# RECORD EXCERPTS
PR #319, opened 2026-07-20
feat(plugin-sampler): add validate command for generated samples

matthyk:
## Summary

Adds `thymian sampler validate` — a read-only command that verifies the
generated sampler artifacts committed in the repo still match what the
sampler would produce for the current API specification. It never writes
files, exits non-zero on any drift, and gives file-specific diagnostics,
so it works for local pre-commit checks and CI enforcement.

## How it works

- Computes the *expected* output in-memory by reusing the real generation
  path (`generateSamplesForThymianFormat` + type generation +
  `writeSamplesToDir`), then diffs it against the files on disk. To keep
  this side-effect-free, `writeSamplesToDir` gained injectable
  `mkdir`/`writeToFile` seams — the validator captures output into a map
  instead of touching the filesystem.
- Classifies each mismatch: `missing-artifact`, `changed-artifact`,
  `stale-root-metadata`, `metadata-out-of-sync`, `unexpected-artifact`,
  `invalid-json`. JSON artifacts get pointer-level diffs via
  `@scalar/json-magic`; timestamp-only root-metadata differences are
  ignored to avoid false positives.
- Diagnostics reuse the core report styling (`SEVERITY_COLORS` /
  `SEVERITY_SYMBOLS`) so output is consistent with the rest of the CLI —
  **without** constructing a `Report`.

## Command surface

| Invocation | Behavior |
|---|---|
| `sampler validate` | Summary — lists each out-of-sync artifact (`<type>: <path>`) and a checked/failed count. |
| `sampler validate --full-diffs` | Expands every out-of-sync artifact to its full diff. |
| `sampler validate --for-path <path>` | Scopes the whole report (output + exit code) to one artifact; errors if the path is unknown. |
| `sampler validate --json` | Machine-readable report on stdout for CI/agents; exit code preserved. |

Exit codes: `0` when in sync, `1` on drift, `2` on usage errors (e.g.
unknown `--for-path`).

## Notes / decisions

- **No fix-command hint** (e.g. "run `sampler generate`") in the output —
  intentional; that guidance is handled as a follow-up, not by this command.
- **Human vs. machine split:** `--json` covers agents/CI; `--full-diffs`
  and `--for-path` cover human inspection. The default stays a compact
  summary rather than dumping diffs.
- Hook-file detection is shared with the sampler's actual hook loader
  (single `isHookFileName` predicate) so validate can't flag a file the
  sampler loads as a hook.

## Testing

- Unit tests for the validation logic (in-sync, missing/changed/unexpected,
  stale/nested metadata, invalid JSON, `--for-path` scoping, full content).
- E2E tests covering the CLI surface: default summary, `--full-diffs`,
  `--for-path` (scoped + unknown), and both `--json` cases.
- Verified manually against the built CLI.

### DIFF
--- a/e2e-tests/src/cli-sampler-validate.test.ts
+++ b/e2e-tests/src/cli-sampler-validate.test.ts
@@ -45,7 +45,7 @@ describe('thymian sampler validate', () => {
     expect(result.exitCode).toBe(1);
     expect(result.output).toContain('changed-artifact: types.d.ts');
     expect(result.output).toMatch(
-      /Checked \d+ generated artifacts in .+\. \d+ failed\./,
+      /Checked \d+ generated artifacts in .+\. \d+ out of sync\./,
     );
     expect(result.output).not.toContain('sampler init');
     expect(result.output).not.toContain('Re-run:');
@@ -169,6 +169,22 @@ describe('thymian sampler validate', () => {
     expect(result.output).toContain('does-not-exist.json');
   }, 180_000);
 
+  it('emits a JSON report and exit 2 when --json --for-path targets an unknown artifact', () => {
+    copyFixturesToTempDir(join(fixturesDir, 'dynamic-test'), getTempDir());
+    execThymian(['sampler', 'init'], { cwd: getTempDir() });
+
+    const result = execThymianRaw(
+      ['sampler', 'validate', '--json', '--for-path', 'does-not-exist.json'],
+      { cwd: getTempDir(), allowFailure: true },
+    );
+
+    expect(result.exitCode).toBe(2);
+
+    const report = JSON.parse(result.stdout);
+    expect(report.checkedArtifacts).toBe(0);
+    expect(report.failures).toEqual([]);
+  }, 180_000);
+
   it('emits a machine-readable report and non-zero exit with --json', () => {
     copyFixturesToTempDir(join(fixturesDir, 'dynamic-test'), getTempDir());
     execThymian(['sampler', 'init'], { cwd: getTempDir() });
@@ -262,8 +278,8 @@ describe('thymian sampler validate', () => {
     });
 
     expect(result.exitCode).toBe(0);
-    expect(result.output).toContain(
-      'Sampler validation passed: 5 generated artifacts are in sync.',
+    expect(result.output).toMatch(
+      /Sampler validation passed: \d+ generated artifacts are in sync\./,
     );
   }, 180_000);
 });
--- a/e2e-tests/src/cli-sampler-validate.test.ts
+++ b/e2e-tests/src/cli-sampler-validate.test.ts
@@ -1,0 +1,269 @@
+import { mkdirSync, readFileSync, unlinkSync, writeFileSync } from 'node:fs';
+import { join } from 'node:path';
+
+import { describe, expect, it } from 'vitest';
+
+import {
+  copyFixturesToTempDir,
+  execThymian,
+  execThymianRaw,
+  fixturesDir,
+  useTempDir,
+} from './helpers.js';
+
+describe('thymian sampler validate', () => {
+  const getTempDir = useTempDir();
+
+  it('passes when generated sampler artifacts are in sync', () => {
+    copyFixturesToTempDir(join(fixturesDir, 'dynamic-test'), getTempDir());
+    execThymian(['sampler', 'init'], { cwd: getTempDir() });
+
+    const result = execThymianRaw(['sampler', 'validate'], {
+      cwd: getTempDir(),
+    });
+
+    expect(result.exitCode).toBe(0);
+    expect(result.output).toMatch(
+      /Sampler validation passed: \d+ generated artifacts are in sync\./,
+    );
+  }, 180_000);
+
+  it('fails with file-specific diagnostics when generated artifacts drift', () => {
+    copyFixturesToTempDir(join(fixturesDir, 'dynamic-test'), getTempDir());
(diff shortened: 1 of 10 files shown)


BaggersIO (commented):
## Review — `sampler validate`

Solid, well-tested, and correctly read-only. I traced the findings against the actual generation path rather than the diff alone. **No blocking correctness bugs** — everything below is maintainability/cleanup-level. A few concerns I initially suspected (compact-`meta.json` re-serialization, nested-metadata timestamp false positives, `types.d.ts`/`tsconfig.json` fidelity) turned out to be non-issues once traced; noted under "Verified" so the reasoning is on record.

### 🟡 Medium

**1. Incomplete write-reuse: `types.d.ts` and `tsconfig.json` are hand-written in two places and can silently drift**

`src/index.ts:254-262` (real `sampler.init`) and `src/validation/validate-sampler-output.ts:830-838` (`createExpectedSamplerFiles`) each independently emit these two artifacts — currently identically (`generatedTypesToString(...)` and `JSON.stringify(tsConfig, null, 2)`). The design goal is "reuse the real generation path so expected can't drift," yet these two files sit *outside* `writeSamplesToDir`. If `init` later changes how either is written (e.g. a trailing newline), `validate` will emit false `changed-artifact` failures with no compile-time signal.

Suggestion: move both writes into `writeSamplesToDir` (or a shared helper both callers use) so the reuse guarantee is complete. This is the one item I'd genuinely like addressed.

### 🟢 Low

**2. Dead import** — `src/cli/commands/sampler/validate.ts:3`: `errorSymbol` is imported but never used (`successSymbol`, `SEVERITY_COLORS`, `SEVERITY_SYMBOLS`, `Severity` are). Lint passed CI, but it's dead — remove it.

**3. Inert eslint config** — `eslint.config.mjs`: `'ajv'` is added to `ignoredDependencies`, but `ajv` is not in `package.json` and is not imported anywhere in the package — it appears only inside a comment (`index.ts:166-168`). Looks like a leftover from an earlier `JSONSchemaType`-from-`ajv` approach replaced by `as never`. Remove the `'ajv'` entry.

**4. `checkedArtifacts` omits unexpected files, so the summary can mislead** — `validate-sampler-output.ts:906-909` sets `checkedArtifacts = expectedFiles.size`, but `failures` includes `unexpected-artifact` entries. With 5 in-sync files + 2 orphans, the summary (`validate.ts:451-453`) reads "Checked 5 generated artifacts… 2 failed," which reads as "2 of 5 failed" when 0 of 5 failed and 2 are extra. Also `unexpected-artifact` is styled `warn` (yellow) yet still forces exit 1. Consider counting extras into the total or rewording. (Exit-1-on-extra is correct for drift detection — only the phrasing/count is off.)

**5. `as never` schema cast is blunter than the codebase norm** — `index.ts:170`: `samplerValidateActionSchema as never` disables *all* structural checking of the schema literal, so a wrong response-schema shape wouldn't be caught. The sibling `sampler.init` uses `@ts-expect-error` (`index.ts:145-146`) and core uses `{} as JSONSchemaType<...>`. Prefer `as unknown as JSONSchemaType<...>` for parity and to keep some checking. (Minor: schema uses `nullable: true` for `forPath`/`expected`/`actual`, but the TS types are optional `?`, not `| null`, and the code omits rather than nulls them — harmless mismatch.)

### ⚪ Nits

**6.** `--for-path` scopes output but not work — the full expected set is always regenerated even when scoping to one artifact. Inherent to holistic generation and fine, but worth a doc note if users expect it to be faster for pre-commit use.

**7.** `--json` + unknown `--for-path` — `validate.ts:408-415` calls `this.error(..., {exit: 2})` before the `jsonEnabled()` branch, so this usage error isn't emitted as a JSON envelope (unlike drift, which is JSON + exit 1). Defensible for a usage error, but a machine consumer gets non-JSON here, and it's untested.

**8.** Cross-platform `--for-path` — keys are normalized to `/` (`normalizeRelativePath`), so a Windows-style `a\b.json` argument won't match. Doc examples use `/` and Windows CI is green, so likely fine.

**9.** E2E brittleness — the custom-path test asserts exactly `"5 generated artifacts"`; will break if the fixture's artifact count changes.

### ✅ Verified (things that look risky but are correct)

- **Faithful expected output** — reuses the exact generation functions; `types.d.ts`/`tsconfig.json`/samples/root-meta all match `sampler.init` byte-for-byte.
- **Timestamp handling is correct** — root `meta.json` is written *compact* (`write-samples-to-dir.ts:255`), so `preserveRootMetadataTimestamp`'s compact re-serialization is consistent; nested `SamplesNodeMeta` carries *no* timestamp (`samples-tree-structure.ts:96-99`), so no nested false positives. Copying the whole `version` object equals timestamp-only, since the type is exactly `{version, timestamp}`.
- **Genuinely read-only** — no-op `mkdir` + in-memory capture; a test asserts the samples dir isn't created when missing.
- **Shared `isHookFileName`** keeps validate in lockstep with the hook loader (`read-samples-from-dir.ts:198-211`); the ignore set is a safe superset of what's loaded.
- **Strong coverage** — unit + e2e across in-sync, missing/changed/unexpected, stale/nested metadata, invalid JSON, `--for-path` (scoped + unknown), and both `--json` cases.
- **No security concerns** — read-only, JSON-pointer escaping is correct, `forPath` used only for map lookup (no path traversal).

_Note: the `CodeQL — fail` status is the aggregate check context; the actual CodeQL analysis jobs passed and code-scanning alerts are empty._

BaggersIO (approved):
==
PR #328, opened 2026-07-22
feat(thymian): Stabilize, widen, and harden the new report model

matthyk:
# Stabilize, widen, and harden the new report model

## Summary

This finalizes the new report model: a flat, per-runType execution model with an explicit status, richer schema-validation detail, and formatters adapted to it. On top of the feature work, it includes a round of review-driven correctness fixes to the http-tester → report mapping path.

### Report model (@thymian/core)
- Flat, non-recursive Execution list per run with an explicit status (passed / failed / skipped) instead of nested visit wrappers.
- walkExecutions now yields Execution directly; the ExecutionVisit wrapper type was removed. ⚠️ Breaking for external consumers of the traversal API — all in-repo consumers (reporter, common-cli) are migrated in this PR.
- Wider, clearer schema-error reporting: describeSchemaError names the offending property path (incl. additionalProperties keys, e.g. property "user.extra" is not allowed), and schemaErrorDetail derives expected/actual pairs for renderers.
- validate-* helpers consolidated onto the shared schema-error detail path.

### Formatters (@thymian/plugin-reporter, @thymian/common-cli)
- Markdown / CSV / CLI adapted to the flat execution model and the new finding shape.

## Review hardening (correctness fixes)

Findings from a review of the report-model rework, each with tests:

# ACTIVITY
Look through the material and copy each line that has "helpers".

# PROBLEM SOLUTION
+} from './helpers.js';
- validate-* helpers consolidated onto the shared schema-error detail path.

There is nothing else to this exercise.